Exercise directions
Copy out the records so that each line matches the original.
========
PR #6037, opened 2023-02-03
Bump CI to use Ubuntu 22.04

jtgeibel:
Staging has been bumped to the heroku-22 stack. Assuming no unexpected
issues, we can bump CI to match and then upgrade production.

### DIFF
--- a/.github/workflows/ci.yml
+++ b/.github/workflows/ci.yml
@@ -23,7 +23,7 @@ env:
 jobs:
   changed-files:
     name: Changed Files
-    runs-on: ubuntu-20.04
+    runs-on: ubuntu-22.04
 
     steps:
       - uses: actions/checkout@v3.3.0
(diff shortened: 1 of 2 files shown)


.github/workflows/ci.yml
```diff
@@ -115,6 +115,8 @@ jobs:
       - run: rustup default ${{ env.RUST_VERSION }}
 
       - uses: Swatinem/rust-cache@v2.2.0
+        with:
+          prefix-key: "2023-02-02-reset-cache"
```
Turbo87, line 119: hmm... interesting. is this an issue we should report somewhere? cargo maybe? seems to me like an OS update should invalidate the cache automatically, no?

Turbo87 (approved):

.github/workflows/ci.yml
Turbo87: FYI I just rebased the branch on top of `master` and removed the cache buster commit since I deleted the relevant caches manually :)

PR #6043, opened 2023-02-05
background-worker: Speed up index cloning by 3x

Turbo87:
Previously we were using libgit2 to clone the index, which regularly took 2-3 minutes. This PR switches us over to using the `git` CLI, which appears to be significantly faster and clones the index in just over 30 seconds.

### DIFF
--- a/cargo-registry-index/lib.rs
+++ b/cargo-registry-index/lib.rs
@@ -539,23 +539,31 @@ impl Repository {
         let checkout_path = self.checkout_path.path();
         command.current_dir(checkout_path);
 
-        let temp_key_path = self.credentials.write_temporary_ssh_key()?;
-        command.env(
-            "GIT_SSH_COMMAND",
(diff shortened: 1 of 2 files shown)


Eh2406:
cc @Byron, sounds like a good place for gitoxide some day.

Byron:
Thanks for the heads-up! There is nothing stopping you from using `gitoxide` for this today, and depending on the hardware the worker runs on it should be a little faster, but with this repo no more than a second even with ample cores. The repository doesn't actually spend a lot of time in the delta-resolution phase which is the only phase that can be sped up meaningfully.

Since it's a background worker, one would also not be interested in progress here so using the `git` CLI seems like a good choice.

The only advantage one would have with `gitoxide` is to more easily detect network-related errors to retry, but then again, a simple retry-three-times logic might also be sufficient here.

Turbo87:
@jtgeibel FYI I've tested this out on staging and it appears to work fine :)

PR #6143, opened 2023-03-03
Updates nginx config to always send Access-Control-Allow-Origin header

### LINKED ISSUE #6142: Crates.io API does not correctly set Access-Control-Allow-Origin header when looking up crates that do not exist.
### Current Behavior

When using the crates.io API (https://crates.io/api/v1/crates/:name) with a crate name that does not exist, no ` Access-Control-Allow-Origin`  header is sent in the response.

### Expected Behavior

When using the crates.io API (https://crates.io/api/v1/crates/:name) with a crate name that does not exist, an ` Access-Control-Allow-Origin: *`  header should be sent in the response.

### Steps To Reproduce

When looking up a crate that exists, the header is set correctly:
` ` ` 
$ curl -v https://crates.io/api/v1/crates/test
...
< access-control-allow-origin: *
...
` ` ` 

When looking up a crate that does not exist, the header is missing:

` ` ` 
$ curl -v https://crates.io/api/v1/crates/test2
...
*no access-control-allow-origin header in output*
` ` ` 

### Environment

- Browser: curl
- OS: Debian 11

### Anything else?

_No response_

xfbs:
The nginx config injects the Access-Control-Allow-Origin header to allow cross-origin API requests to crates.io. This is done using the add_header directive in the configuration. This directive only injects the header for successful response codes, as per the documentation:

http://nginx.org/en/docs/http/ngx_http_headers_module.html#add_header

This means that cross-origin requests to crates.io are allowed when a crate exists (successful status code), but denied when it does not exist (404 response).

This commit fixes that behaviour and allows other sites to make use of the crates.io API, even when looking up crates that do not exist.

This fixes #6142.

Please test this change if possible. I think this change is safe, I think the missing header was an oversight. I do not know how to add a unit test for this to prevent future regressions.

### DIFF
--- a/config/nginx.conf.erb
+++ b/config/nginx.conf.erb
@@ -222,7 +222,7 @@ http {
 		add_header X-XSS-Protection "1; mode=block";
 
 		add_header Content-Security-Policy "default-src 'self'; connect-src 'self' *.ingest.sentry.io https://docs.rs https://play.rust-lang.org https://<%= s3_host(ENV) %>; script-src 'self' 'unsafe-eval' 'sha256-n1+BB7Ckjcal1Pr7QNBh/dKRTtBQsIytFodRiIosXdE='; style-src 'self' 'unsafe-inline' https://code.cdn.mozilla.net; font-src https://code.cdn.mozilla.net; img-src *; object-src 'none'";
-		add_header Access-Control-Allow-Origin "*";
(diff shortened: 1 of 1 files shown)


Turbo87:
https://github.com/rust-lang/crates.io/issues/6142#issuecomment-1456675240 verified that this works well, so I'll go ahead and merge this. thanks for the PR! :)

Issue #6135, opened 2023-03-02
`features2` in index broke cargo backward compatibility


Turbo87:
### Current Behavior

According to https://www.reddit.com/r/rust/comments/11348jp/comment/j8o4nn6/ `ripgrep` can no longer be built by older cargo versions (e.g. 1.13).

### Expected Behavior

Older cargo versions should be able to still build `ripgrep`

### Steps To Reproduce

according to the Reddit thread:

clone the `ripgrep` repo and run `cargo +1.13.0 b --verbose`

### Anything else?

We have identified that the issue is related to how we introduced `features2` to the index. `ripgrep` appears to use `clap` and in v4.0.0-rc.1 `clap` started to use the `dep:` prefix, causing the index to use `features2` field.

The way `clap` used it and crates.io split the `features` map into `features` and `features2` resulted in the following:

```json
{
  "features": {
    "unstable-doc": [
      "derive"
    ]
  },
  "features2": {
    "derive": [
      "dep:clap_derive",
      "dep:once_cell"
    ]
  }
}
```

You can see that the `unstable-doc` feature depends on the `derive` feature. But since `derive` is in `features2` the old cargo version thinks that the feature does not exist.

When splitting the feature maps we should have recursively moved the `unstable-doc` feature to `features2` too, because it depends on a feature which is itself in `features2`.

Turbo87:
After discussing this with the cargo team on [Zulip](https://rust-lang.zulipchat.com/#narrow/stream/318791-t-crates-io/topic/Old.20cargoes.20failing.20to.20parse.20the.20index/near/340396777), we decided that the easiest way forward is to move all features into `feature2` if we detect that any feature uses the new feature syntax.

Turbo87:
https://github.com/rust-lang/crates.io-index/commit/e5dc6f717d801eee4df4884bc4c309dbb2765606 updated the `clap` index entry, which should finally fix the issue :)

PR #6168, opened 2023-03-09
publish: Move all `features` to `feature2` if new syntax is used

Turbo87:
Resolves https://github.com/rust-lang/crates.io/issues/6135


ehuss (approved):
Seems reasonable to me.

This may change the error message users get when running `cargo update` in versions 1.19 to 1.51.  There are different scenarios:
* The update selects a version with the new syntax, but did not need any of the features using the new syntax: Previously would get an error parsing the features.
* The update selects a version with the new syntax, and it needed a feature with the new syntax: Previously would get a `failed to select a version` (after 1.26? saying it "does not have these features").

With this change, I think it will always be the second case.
========
Answer section
PR #6037, opened 2023-02-03
Bump CI to use Ubuntu 22.04

jtgeibel:
Staging has been bumped to the heroku-22 stack. Assuming no unexpected
issues, we can bump CI to match and then upgrade production.

### DIFF
--- a/.github/workflows/ci.yml
+++ b/.github/workflows/ci.yml
@@ -23,7 +23,7 @@ env:
 jobs:
   changed-files:
     name: Changed Files
-    runs-on: ubuntu-20.04
+    runs-on: ubuntu-22.04
 
     steps:
       - uses: actions/checkout@v3.3.0
(diff shortened: 1 of 2 files shown)


.github/workflows/ci.yml
```diff
@@ -115,6 +115,8 @@ jobs:
       - run: rustup default ${{ env.RUST_VERSION }}
 
       - uses: Swatinem/rust-cache@v2.2.0
+        with:
+          prefix-key: "2023-02-02-reset-cache"
```
Turbo87, line 119: hmm... interesting. is this an issue we should report somewhere? cargo maybe? seems to me like an OS update should invalidate the cache automatically, no?

Turbo87 (approved):

.github/workflows/ci.yml
Turbo87: FYI I just rebased the branch on top of `master` and removed the cache buster commit since I deleted the relevant caches manually :)

PR #6043, opened 2023-02-05
background-worker: Speed up index cloning by 3x

Turbo87:
Previously we were using libgit2 to clone the index, which regularly took 2-3 minutes. This PR switches us over to using the `git` CLI, which appears to be significantly faster and clones the index in just over 30 seconds.

### DIFF
--- a/cargo-registry-index/lib.rs
+++ b/cargo-registry-index/lib.rs
@@ -539,23 +539,31 @@ impl Repository {
         let checkout_path = self.checkout_path.path();
         command.current_dir(checkout_path);
 
-        let temp_key_path = self.credentials.write_temporary_ssh_key()?;
-        command.env(
-            "GIT_SSH_COMMAND",
(diff shortened: 1 of 2 files shown)


Eh2406:
cc @Byron, sounds like a good place for gitoxide some day.

Byron:
Thanks for the heads-up! There is nothing stopping you from using `gitoxide` for this today, and depending on the hardware the worker runs on it should be a little faster, but with this repo no more than a second even with ample cores. The repository doesn't actually spend a lot of time in the delta-resolution phase which is the only phase that can be sped up meaningfully.

Since it's a background worker, one would also not be interested in progress here so using the `git` CLI seems like a good choice.

The only advantage one would have with `gitoxide` is to more easily detect network-related errors to retry, but then again, a simple retry-three-times logic might also be sufficient here.

Turbo87:
@jtgeibel FYI I've tested this out on staging and it appears to work fine :)

PR #6143, opened 2023-03-03
Updates nginx config to always send Access-Control-Allow-Origin header

### LINKED ISSUE #6142: Crates.io API does not correctly set Access-Control-Allow-Origin header when looking up crates that do not exist.
### Current Behavior

When using the crates.io API (https://crates.io/api/v1/crates/:name) with a crate name that does not exist, no ` Access-Control-Allow-Origin`  header is sent in the response.

### Expected Behavior

When using the crates.io API (https://crates.io/api/v1/crates/:name) with a crate name that does not exist, an ` Access-Control-Allow-Origin: *`  header should be sent in the response.

### Steps To Reproduce

When looking up a crate that exists, the header is set correctly:
` ` ` 
$ curl -v https://crates.io/api/v1/crates/test
...
< access-control-allow-origin: *
...
` ` ` 

When looking up a crate that does not exist, the header is missing:

` ` ` 
$ curl -v https://crates.io/api/v1/crates/test2
...
*no access-control-allow-origin header in output*
` ` ` 

### Environment

- Browser: curl
- OS: Debian 11

### Anything else?

_No response_

xfbs:
The nginx config injects the Access-Control-Allow-Origin header to allow cross-origin API requests to crates.io. This is done using the add_header directive in the configuration. This directive only injects the header for successful response codes, as per the documentation:

http://nginx.org/en/docs/http/ngx_http_headers_module.html#add_header

This means that cross-origin requests to crates.io are allowed when a crate exists (successful status code), but denied when it does not exist (404 response).

This commit fixes that behaviour and allows other sites to make use of the crates.io API, even when looking up crates that do not exist.

This fixes #6142.

Please test this change if possible. I think this change is safe, I think the missing header was an oversight. I do not know how to add a unit test for this to prevent future regressions.

### DIFF
--- a/config/nginx.conf.erb
+++ b/config/nginx.conf.erb
@@ -222,7 +222,7 @@ http {
 		add_header X-XSS-Protection "1; mode=block";
 
 		add_header Content-Security-Policy "default-src 'self'; connect-src 'self' *.ingest.sentry.io https://docs.rs https://play.rust-lang.org https://<%= s3_host(ENV) %>; script-src 'self' 'unsafe-eval' 'sha256-n1+BB7Ckjcal1Pr7QNBh/dKRTtBQsIytFodRiIosXdE='; style-src 'self' 'unsafe-inline' https://code.cdn.mozilla.net; font-src https://code.cdn.mozilla.net; img-src *; object-src 'none'";
-		add_header Access-Control-Allow-Origin "*";
(diff shortened: 1 of 1 files shown)


Turbo87:
https://github.com/rust-lang/crates.io/issues/6142#issuecomment-1456675240 verified that this works well, so I'll go ahead and merge this. thanks for the PR! :)

Issue #6135, opened 2023-03-02
`features2` in index broke cargo backward compatibility


Turbo87:
### Current Behavior

According to https://www.reddit.com/r/rust/comments/11348jp/comment/j8o4nn6/ `ripgrep` can no longer be built by older cargo versions (e.g. 1.13).

### Expected Behavior

Older cargo versions should be able to still build `ripgrep`

### Steps To Reproduce

according to the Reddit thread:

clone the `ripgrep` repo and run `cargo +1.13.0 b --verbose`

### Anything else?

We have identified that the issue is related to how we introduced `features2` to the index. `ripgrep` appears to use `clap` and in v4.0.0-rc.1 `clap` started to use the `dep:` prefix, causing the index to use `features2` field.

The way `clap` used it and crates.io split the `features` map into `features` and `features2` resulted in the following:

```json
{
  "features": {
    "unstable-doc": [
      "derive"
    ]
  },
  "features2": {
    "derive": [
      "dep:clap_derive",
      "dep:once_cell"
    ]
  }
}
```

You can see that the `unstable-doc` feature depends on the `derive` feature. But since `derive` is in `features2` the old cargo version thinks that the feature does not exist.

When splitting the feature maps we should have recursively moved the `unstable-doc` feature to `features2` too, because it depends on a feature which is itself in `features2`.

Turbo87:
After discussing this with the cargo team on [Zulip](https://rust-lang.zulipchat.com/#narrow/stream/318791-t-crates-io/topic/Old.20cargoes.20failing.20to.20parse.20the.20index/near/340396777), we decided that the easiest way forward is to move all features into `feature2` if we detect that any feature uses the new feature syntax.

Turbo87:
https://github.com/rust-lang/crates.io-index/commit/e5dc6f717d801eee4df4884bc4c309dbb2765606 updated the `clap` index entry, which should finally fix the issue :)

PR #6168, opened 2023-03-09
publish: Move all `features` to `feature2` if new syntax is used

Turbo87:
Resolves https://github.com/rust-lang/crates.io/issues/6135


ehuss (approved):
Seems reasonable to me.

This may change the error message users get when running `cargo update` in versions 1.19 to 1.51.  There are different scenarios:
* The update selects a version with the new syntax, but did not need any of the features using the new syntax: Previously would get an error parsing the features.
* The update selects a version with the new syntax, and it needed a feature with the new syntax: Previously would get a `failed to select a version` (after 1.26? saying it "does not have these features").

With this change, I think it will always be the second case.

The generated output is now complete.